■ **Directions**
Below are some records. Return exactly the lines from the one with "backupCodesRemaining > 5" to the one with "backupCodesRemaining <= 5", and nothing else.

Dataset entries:
# # #

PR #245, opened 2023-09-14
Prevent unintentional backup code regeneration

### LINKED ISSUE #244: Backup Codes unintentionally regenerated when switching devices, clearing local storage, etc
1. Setup Backup Codes
2. Delete the `WPORG_2FA_HAS_BACKUP_CODES_BEEN_SAVED` local storage item
3. Refresh

Your original Backup Codes from step `1` will be regenerated. Step `2` artificially creates the situation, but the same thing should happen when viewing the screen from your phone when it was originally setup on your laptop, switching to a different browser,  clearing your browser data, etc.

That was mentioned in #221, but I'm not sure the implications were obvious. When this happens it means that the codes that folks originally saved (maybe months or years prior) will be overwritten, and they'll have to save the new ones, or they risk being locked out of their account. At best that's annoying/inconvenient, but I worry that it'll create situations where folks didn't write down the new keys and lose their account.

iandunn:
Fixes #244

This removes the local storage item, and instead uses the number of remaining backup codes to determine if the provider has already been setup. That comes from the database, so it spans browsers/devices/sessions.

I wasn't able to reproduce the bug mentioned in #221, so I don't think this will cause a regression, but I'd appreciate some more eyes to double check.

I initially ran into the bug from #217, but was able to fix that by refreshing the user when navigating to Account Status.

### DIFF
--- a/settings/src/components/backup-codes.js
+++ b/settings/src/components/backup-codes.js
@@ -181,11 +181,8 @@ function CodeList( { codes } ) {
  */
 function Manage( { setRegenerating } ) {
 	const {
-		user: {
-			userRecord: { record },
-		},
+		user: { backupCodesRemaining },
 	} = useContext( GlobalContext );
-	const remaining = record[ '2fa_backup_codes_remaining' ];
 
 	return (
 		<>
@@ -196,18 +193,19 @@ function Manage( { setRegenerating } ) {
 					code can only be used once.
 				</p>
 
-				{ remaining > 5 && (
+				{ backupCodesRemaining > 5 && (
 					<p>
-						You have <strong>{ remaining }</strong> backup codes remaining.
+						You have <strong>{ backupCodesRemaining }</strong> backup codes remaining.
 					</p>
 				) }
 
-				{ remaining <= 5 && (
+				{ backupCodesRemaining <= 5 && (
 					<Notice status="warning" isDismissible={ false }>
 						<Icon icon={ warning } />
-						You only have <strong>{ remaining }</strong> backup codes remaining. Please
-						regenerate and save new ones before you run out. If you don&apos;t, you
-						won&apos;t be able to log into your account if you lose your phone.
+						You only have <strong>{ backupCodesRemaining }</strong> backup codes
+						remaining. Please regenerate and save new ones before you run out. If you
+						don&apos;t, you won&apos;t be able to log into your account if you lose your
+						phone.
 					</Notice>
 				) }
 			</div>
--- a/settings/src/components/backup-codes.js
+++ b/settings/src/components/backup-codes.js
@@ -18,16 +18,9 @@ import ScreenLink from './screen-link';
  */
 export default function BackupCodes() {
 	const {
-		user: { backupCodesEnabled, hasPrimaryProvider },
+		user: { backupCodesEnabled, hasPrimaryProvider, backupCodesRemaining },
 	} = useContext( GlobalContext );
 	const [ regenerating, setRegenerating ] = useState( false );
-	// TODO: hasSetupCompleted and its related logic should be removed
-	// once https://github.com/WordPress/two-factor/issues/507 is fixed.
-	// This is a workaround that fixes the side effect brought up by #507.
-	// See more in https://github.com/WordPress/wporg-two-factor/issues/216 and its PR.
-	const [ hasSetupCompleted, setHasSetupCompleted ] = useState(
-		localStorage.getItem( 'WPORG_2FA_HAS_BACKUP_CODES_BEEN_SAVED' ) === 'true'
-	);
 
 	// Prevent users from accessing directly through the URL.
 	if ( ! hasPrimaryProvider ) {
@@ -44,13 +37,11 @@ export default function BackupCodes() {
 		);
 	}
 
-	if ( backupCodesEnabled && hasSetupCompleted && ! regenerating ) {
-		return <Manage setRegenerating={ setRegenerating } />;
+	if ( ! backupCodesEnabled || backupCodesRemaining === 0 || regenerating ) {
+		return <Setup setRegenerating={ setRegenerating } />;
 	}
 
-	return (
-		<Setup setRegenerating={ setRegenerating } setHasSetupCompleted={ setHasSetupCompleted } />
-	);
+	return <Manage setRegenerating={ setRegenerating } />;
 }
 
 /**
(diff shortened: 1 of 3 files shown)


iandunn:
This looks like it regresses the solution in #217, so I'm looking into that.

iandunn:
I think [93df040](https://github.com/WordPress/wporg-two-factor/pull/245/commits/93df040d135e2d1e8cf18b02e71dd131baa2a14f) fixes the #217 regression.

outdoor2kode:
https://github.com/WordPress/wporg-two-factor/assets/18050944/4947cdaf-4ff9-422d-866c-7a9be9590bba

The first half of the video is testing #217 (Unable to see the first set of backup codes after enabling the 2FA). It seems that after completing the activation of 2FA, the initial set of backup codes still can't be seen. 
The second half of the video (starting from switching to the Profile and then switching back) is testing #221 (When leaving the account page and returning to the backup codes page, a new set of backup codes is regenerated without asking). There's no regression in this part, it doesn't automatically generate new backup codes after leaving the account page and returning.

Regarding the issue with #217, it seems that the regression is not from the changes made here. It's already like this in the current production.

**Update**
> I think [93df040](https://github.com/WordPress/wporg-two-factor/pull/245/commits/93df040d135e2d1e8cf18b02e71dd131baa2a14f) fixes the https://github.com/WordPress/wporg-two-factor/pull/217 regression.

I found that this commit didn't seem to handle this issue: `(Unable to see the first set of backup codes after enabling the 2FA)`. What's the issue it's trying to address? Is it making the account screen show the correct status?

iandunn:
🤔 I can't reproduce the problem in the video. This is what I'm doing:

1. `wp user meta list iandunn-test |grep factor`
1. `wp user meta delete iandunn-test _two_factor_backup_codes`. Sometimes I've seen multiple `_two_factor_backup_codes` entries in the database, I think because React's Strict Mode causes the hook to fire twice. So you need to make sure you delete both.
1. `wp user meta delete iandunn-test _two_factor_totp_key`
2. Open https://wordpress.org/support/users/iandunn-test/edit/account/
3. Enable TOTP

When it navigates to the Backup Codes screen, it generates new codes like normal.

Can you check that you don't have any backup codes saved previously? The entry on `AccountStatus` may just be disabled b/c a primary provider isn't enabled, rather than because there aren't any codes saved.

If that isn't it, can you see anything that might be going wrong?

> What's the issue it's trying to address? Is it making the account screen show the correct status?

#244 has a description of the problem and reproduction steps

iandunn:
I rebased to fix the merge conflict, but still can't reproduce the problem you saw.

iandunn:
> > What's the issue it's trying to address? Is it making the account screen show the correct status?

> https://github.com/WordPress/wporg-two-factor/issues/244 has a description of the problem and reproduction steps

Er, nevermind, I realize now that you were asking about 93df040 rather than the overall PR. IIRC, the regression that I saw before 93df040 was that visiting the Backup Codes screen would regenerate new codes every time, rather than recognizing that they had been saved previously and displaying the Manage screen.

outdoor2kode:
> 🤔 I can't reproduce the problem in the video. This is what I'm doing:
> 
> 1. `wp user meta list iandunn-test |grep factor`
> 2. `wp user meta delete iandunn-test _two_factor_backup_codes`. Sometimes I've seen multiple `_two_factor_backup_codes` entries in the database, I think because React's Strict Mode causes the hook to fire twice. So you need to make sure you delete both.
> 3. `wp user meta delete iandunn-test _two_factor_totp_key`
> 4. Open https://wordpress.org/support/users/iandunn-test/edit/account/
> 5. Enable TOTP
> 
> When it navigates to the Backup Codes screen, it generates new codes like normal.

Following your steps worked for me. Before, I always went through Dashboard > Users > Profile to uncheck the `Enabled` option under `Two-Factor Options`. It seems that unchecking `Recovery Codes` there doesn't actually delete the `_two_factor_backup_codes` from the database. 🤔 

>  visiting the Backup Codes screen would regenerate new codes every time, rather than recognizing that they had been saved previously and displaying the Manage screen.

I've figured out why it was initially set up that way:

The original intention was for the backup codes badge in the account status to show as "enabled" only when a user checks "I have printed or saved these codes". If it's not checked, the badge would consistently display as "not enabled", reminding the user that they haven't noted down the backup codes somewhere. But I believe in many actual use cases, users might see the generated backup codes and save them, then directly hit "Back". This would leave them confused as to why the status is "not enabled". If they go into the backup codes screen again, new codes are generated. They might hit "Back" again and again... until they realize they need to check "I have printed or saved these codes" to actually enable it.

So, I think the current process is better: If users note it down and then press "Back", the status shows as "enabled". Or if they don't note it down and press "Back", the status still displays as "enabled", but they can return and generate new codes. 

Given this, I feel the "I have printed or saved these codes" option may no longer be that necessary?

outdoor2kode (approved):
Apart from a small follow-up question and an issue that might be related to an upstream repo, as mentioned in the comment, everything looks good to me. 👍

iandunn:
> Given this, I feel the "I have printed or saved these codes" option may no longer be that necessary?

🤔 I think it's still helpful, to reinforce to the user that it's really important to write them down.

Once https://github.com/WordPress/two-factor/issues/507 if fixed, then we can update our client to not save the codes until the user clicks "All Finished". I created #256 to track that.

StevenDufresne:
I've reverted this PR as it's causing a couple issues:
- It creates some problems with buttons appearing to be pressed before they are listening to the refresh state
- It forces components to re-render too often introducing fatal errors (password view)

Screen Capture on 2023-09-21 at 09-23-53
Screen Capture on 2023-09-21 at 09-14-52

outdoor2kode:
> It creates some problems with buttons appearing to be pressed before they are listening to the refresh state
It forces components to re-render too often introducing fatal errors (password view)

I think they are both reflecting the same situation - when pressing 'Back' to return to the Account Screen, it would first do `refreshRecord` on the current screen and then go back. Since it's using `refreshRecord(userRecord);` [here](https://github.com/WordPress/wporg-two-factor/pull/245/commits/5d99f1c79933ad1e0153831fb97d5f3deef80de0#diff-7eb8cf2231795f70529459a7212a92b4521001f290e37a74596a010b72e02914R46), it tries to save with an empty password on the password screen, triggering `zxcvbn` and causing an error. 

I guess this can be solved by not refreshing all records, but only the backup codes part.

iandunn:
Thanks for catching that! I think #257 will fix it, do you mind checking it out?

# # #

■ **Solution for this task**
+				{ backupCodesRemaining > 5 && (
 					<p>
-						You have <strong>{ remaining }</strong> backup codes remaining.
+						You have <strong>{ backupCodesRemaining }</strong> backup codes remaining.
 					</p>
 				) }
 
-				{ remaining <= 5 && (
+				{ backupCodesRemaining <= 5 && (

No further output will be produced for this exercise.